医療機器
日本では、「医療機器」という用語以外に、「医療用具」、「医用機器」、「医用器具」などとも呼ばれています。薬事法では「医療機器」が使用されています。
医療機器の定義
薬事法では、医療機器を次のように定めています。
「人若しくは動物の疾病の診断、治療若しくは予防に使用されること、又は、人若しくは動物の身体の構造若しくは機能に影響を及ぼすことが目的とされている機械器具等で、政令で定めるもの」
医療機器には、実に様々物が含まれます。
例:磁気治療器、家庭用電気マッサージ器、視力補正用眼鏡、コンタクトレンズ、補聴器、救急絆創膏(消毒薬等が塗布されているものは医薬品)、ギプス包帯、医療用ピンセット、手術用手袋、体温計、松葉杖、車イスなど。

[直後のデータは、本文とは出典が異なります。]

PR #4762, opened 2021-01-26
os/mm/mm_heap/mm_getheap.c : Fix string copy size

jeongchanKim:
For security issue, it is better to copy the string based on its size.

### DIFF
--- a/os/mm/mm_heap/mm_getheap.c
+++ b/os/mm/mm_heap/mm_getheap.c
@@ -84,7 +84,8 @@ void mm_add_app_heap_list(struct mm_heap_s *heap, char *app_name)
 
 	node->is_active = true;
 	node->heap = heap;
-	strncpy(node->app_name, app_name, BIN_NAME_MAX);
+	strncpy(node->app_name, app_name, BIN_NAME_MAX - 1);
+	node->app_name[BIN_NAME_MAX - 1] = '\0';
 
 	/* Add the new heap node to the head of the list*/
 	dq_addfirst((dq_entry_t *)node, &app_heap_q);
--- a/apps/system/utils/utils_heapinfo.c
+++ b/apps/system/utils/utils_heapinfo.c
@@ -229,7 +229,8 @@ int utils_heapinfo(int argc, char **args)
 #ifdef CONFIG_APP_BINARY_SEPARATION
 		case 'b':
 			options.heap_type = HEAPINFO_HEAP_TYPE_BINARY;
-			strncpy(options.app_name, optarg, BIN_NAME_MAX);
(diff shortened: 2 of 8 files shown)


jeongarmy (dismissed):
LGTM

os/mm/mm_heap/mm_getheap.c
```diff
@@ -84,7 +84,7 @@ void mm_add_app_heap_list(struct mm_heap_s *heap, char *app_name)
 
 	node->is_active = true;
 	node->heap = heap;
-	strncpy(node->app_name, app_name, BIN_NAME_MAX);
+	strncpy(node->app_name, app_name, strlen(app_name) + 1);
```
sunghan-chang, line 87: I don't know why this change is necessary. I think previous is right.

os/mm/mm_heap/mm_getheap.c
```diff
@@ -144,7 +145,7 @@ struct mm_heap_s *mm_get_app_heap_with_name(char *app_name)
 
 	/* Search the heap */
 	while (node && node->is_active) {
-		if (strncmp(node->app_name, app_name, BIN_NAME_MAX) == 0) {
+		if (strncmp(node->app_name, app_name, BIN_NAME_MAX + 1) == 0) {
```
Taejun-Kwon, line 148: last is always null, BIN_NAME_MAX is correct, I think.

jeongchanKim: Let's assume that `node->app_name` is "abc", `app_name` is "abcd" and BIN_NAME_MAX is 3.
Then this comparison returns OK, because it tries to check from index 0 to 2.
But it is not correct. 
So I think `BIN_NAME_MAX + 1` is correct.

Taejun-Kwon: OK

an4967 (dismissed):
LGTM

Taejun-Kwon (dismissed):

os/mm/mm_heap/mm_getheap.c
```diff
@@ -43,7 +43,7 @@
 typedef struct app_heap_s {
 	struct app_heap_s *flink;
 	struct app_heap_s *blink;
-	char app_name[BIN_NAME_MAX];
```
sunghan-chang, line 46: There are many locations which use BIN_NAME_MAX for array size. But you modify only here. If this is necessary, you should check all of others. But is this really necessary?

jsdosa (approved):
Looks nice to me.

jsdosa (approved):
Looks nice to me

PR #4764, opened 2021-01-27
drivers/kernel_test: Get an address of uheap from tcb structure instead of BIN_LOADINFO

jeongarmy:
Get an address of uheap from tcb structure instead of BIN_LOADINFO.
That's because a BIN_LOADINFO() is defined when CONFIG_OPTIMIZE_APP_RELOAD_TIME is enabled only.

### DIFF
--- a/os/drivers/kernel_test/kernel_test_drv.c
+++ b/os/drivers/kernel_test/kernel_test_drv.c
@@ -153,13 +153,17 @@ static int kernel_test_drv_ioctl(FAR struct file *filep, int cmd, unsigned long 
 			* which belongs to any other app in the system. Here,
 			* we choose to return the address of the app heap
 			*/
-			uint32_t binid = sched_self()->group->tg_binidx;
-			binid = (binid + 1) % (binary_manager_get_ucount() + 1);
-			if (binid == 0) {
-				binid++;
+			uint32_t binidx = sched_self()->group->tg_binidx;
+			binidx = (binidx + 1) % (binary_manager_get_ucount() + 1);
+			if (binidx == 0) {
+				binidx++;
 			}
-
-			obj->addr = (volatile uint32_t *)BIN_LOADINFO(binid)->uheap;
+			struct tcb_s *tcb = (struct tcb_s *)sched_gettcb(BIN_ID(binidx));
+			if (tcb) {
+				obj->addr = (volatile uint32_t *)tcb->uheap;
+			} else {
+				ret = -ESRCH;
+			}
 			break;
 		}
 		default:


os/drivers/kernel_test/kernel_test_drv.c
```diff
@@ -153,13 +153,17 @@ static int kernel_test_drv_ioctl(FAR struct file *filep, int cmd, unsigned long
...
+			uint32_t binidx = sched_self()->group->tg_binidx;
+			binidx = (binidx + 1) % (binary_manager_get_ucount() + 1);
+			if (binidx == 0) {
+				binidx++;
+			}
+			struct tcb_s *tcb = (struct tcb_s *)sched_gettcb(BIN_ID(binidx));
+			if (tcb) {
+				obj->addr = (volatile uint32_t *)tcb->uheap;
+			} else {
+				ret = -EINVAL;
```
Taejun-Kwon, line 165: -EINVAL is returned when error occurs because of invalid parameter of function, so can't be acceptable here.
If there's no pid or process group, -ESRCH is good option, but I am not sure it is right value for here.

os/drivers/kernel_test/kernel_test_drv.c
```diff
@@ -153,13 +153,17 @@ static int kernel_test_drv_ioctl(FAR struct file *filep, int cmd, unsigned long
...
-			uint32_t binid = sched_self()->group->tg_binidx;
-			binid = (binid + 1) % (binary_manager_get_ucount() + 1);
-			if (binid == 0) {
-				binid++;
+			uint32_t binidx = sched_self()->group->tg_binidx;
+			binidx = (binidx + 1) % (binary_manager_get_ucount() + 1);
+			if (binidx == 0) {
+				binidx++;
+			}
+			struct tcb_s *tcb = (struct tcb_s *)sched_gettcb(BIN_ID(binidx));
```
jeongchanKim, line 161: It looks that we want to set `obj->addr` as its user heap address.
Every tcbs in a binary has its user heap address.
So I think we don't need to find the parent.
We can get the heap address with its own like below.
```
struct tcb_s *tcb = sched_self();
if (tcb) {
    obj->addr = (volatile uint32_t *)tcb->uheap;
}
```

jeongarmy: It is used to get the heap address of another binary so it gets a index of another binary here.
You can find the usage in mpu_test.c:58 and recovery:67.

deepaksrma (approved):
LGTM

jeongchanKim (approved):
LGTM

sunghan-chang (approved):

ここで注意しなければならないのは、「医療機器」とは、医療機関向けの物や治療目的の物に限らないということです。例えば、美容機器や健康器具であっても、医療機器の定義に該当するものであれば、「医療機器」に該当し、薬事法の適用を受けます。
医療機器の分類
医療機器には、人体(動物も含む)に直接触れるもの、体内に留置するもの、検査・分析用のものなどさまざまな用途のものがあり、医療機器の特定に応じて人体等に対する危険度が異なります。薬事法では、多岐にわたる医療機器を目的や方法・リスク等に応じて分類し、それぞれの分類に応じた規制をしています。

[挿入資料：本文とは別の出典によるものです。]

PR #4765, opened 2021-01-28
heapinfo, messaging : Fix copy size and add '\0' to the end of string array

jeongarmy:
Fix string copy size and add '\0' to the end of string array for security issue.

### DIFF
--- a/apps/system/utils/utils_heapinfo.c
+++ b/apps/system/utils/utils_heapinfo.c
@@ -229,7 +229,8 @@ int utils_heapinfo(int argc, char **args)
 #ifdef CONFIG_APP_BINARY_SEPARATION
 		case 'b':
 			options.heap_type = HEAPINFO_HEAP_TYPE_BINARY;
-			strncpy(options.app_name, optarg, BIN_NAME_MAX);
+			strncpy(options.app_name, optarg, BIN_NAME_MAX - 1);
+			options.app_name[BIN_NAME_MAX - 1] = '\0';
 			heap_name = options.app_name;
 			break;
 #endif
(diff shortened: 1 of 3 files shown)


sijupunnnoose (dismissed):
LGTM

jeongchanKim (dismissed):
LGTM

apps/system/utils/utils_heapinfo.c
```diff
@@ -229,7 +229,8 @@ int utils_heapinfo(int argc, char **args)
 #ifdef CONFIG_APP_BINARY_SEPARATION
 		case 'b':
 			options.heap_type = HEAPINFO_HEAP_TYPE_BINARY;
-			strncpy(options.app_name, optarg, BIN_NAME_MAX);
+			strncpy(options.app_name, optarg, BIN_NAME_MAX - 1);
+			options.app_name[BIN_NAME_MAX - 1] = '\0';
```
sunghan-chang, line 233: Do you confirm that `optarg` has `BIN_NAME_MAX - 1` size? If not, it will have garbage value in the name.

jeongchanKim (commented):
Please check the `killall` also.

apps/system/utils/utils_heapinfo.c
jeongarmy: Actually it is meaningful when `optarg` is larger than `BIN_NAME_MAX - 1 only.
But I added this to avoid calling strlen every time for performance.

jeongchanKim (approved):
LGTM

sunghan-chang (approved):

医療機器は、危険度により、クラス1(低)~クラス4(高)までの4種類に分類されています。
(1)一般医療機器(クラスⅠ)
副作用や機能障害が生じた場合において、人体や生命に影響を与える恐れがほとんどないものをいいます。例:聴診器、血圧計、メスなど。
(2)管理医療機器(クラスⅡ)
副作用や機能障害が生じた場合において、人体や生命に影響を与える恐れがあるものをいいます。例:X線診断検査装置、MR装置、電子体温計、補聴器など。
(3)高度管理医療機器(クラスⅢ クラスⅣ)
副作用又や機能障害が生じた場合において、人体や生命に重大な影響を与える恐れがあるものをいいます。例:心臓カテーテル付検査装置、埋込型心臓ペースメーカー、コンタクトレンズなど。
医療機器の承認
医療機器を製造したり、販売・賃貸等をしたりする場合、クラスによって必要となる許可や手続きが異なります。したがって、まず、取扱予定の医療機器の構造、使用目的、効能効果などと、クラス分類を照合して確認する必要があります。

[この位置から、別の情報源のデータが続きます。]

PR #4766, opened 2021-01-28
Reboot reason

jeongchanKim:


os/kernel/task/task_prctl.c
```diff
@@ -347,6 +351,28 @@ int prctl(int option, ...)
...
+	case PR_REBOOT_REASON_READ:
+	{
+		va_end(ap);
+		return reboot_reason_read();
+	}
+	case PR_REBOOT_REASON_WRITE:
+	{
+		reboot_reason_code_t reason = (reboot_reason_code_t)va_arg(ap, int);
+
+		reboot_reason_write(reason);
```
sijupunnnoose, line 365: Should we check the return value of reboot_reason_write? Function definition has a return value, can i assume write can fail?

os/kernel/task/task_prctl.c
```diff
@@ -347,6 +351,28 @@ int prctl(int option, ...)
...
+
+		va_end(ap);
+		return OK;
+	}
+	case PR_REBOOT_REASON_CLEAR:
+	{
+		reboot_reason_clear();
```
sijupunnnoose, line 372: ditto, else make function return void.

os/kernel/task/task_prctl.c
jeongchanKim: I modified the prototype as void return. Thanks.

os/kernel/task/task_prctl.c
jeongchanKim: I modified the prototype as void return. Thanks.

os/board/Kconfig
```diff
@@ -300,6 +300,15 @@ config BOARD_DUMP_UART
 		If selected it will allow sending RAM and FS dump via UART.
 endif
 
+config SYSTEM_REBOOT_REASON
```
sunghan-chang, line 303: Code and header are in arch, but config is in board. It looks strange. Let's move this into arch.

os/include/tinyara/reboot_reason.h
```diff
@@ -0,0 +1,34 @@
...
+ * Included Files
+ ********************************************************************************************/
+
+typedef enum {
+	REBOOT_SYSTEM_WATCHDOG		= 0, /* watchdog timeout */        
+	REBOOT_SYSTEM_DATAABORT		= 1, /* Data abort */
+	REBOOT_SYSTEM_PREFETCHABORT	= 2, /* Prefetch abort */
+	REBOOT_SYSTEM_MEMORYALLOCFAIL	= 3, /* Memory allocation failure */
+	REBOOT_SYSTEM_HW_RESET		= 4, /* HW power reset */
+	REBOOT_UNKNOWN 	 		= 32
```
sunghan-chang, line 31: Let's add two more reasons.
```
REBOOT_SYSTEM_WIFICORE_WATCHDOG = 11,
REBOOT_SYSTEM_WIFICORE_PANIC    = 12,
```

jeongchanKim: Added. Thanks.

sunghan-chang (approved):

医療機器(クラス) | 製造販売業許可の種類 | 製造販売承認 | 販売許可 |
高度管理医療機器 (クラスⅢ クラスⅣ) | 第一種医療機器 製造販売業許可 | 承認が必要 | 許可が必要 |
管理医療機器 (クラスⅡ) | 第二種医療機器 製造販売業許可 | 承認または認証が必要 | 届出が必要 |
一般医療機器 (クラスⅠ) | 第三種医療機器 製造販売業許可 | 届出が必要(新医療機器は承認取得が必要) | 不要 |
医療機器のうち、高度管理医療機器と管理医療機器で厚生労働大臣の指定がない医療機器を製造販売するには、品目ごとに厚生労働大臣の承認が必要です。
管理医療機器で厚生労働大臣の指定を受けたものは、第三者登録機関への認証で足ります。
一般医療機器は、長年使われて技術的にも安定しているので、独立行政法人医薬品医療機器総合機構への届出だけで足ります。
また、危険度は低くても保守管理に専門知識が必要な医療機器は、「特定保守管理医療機器」に指定されています。既存の医療機器は、国が示した「クラス分類表」に掲載されています。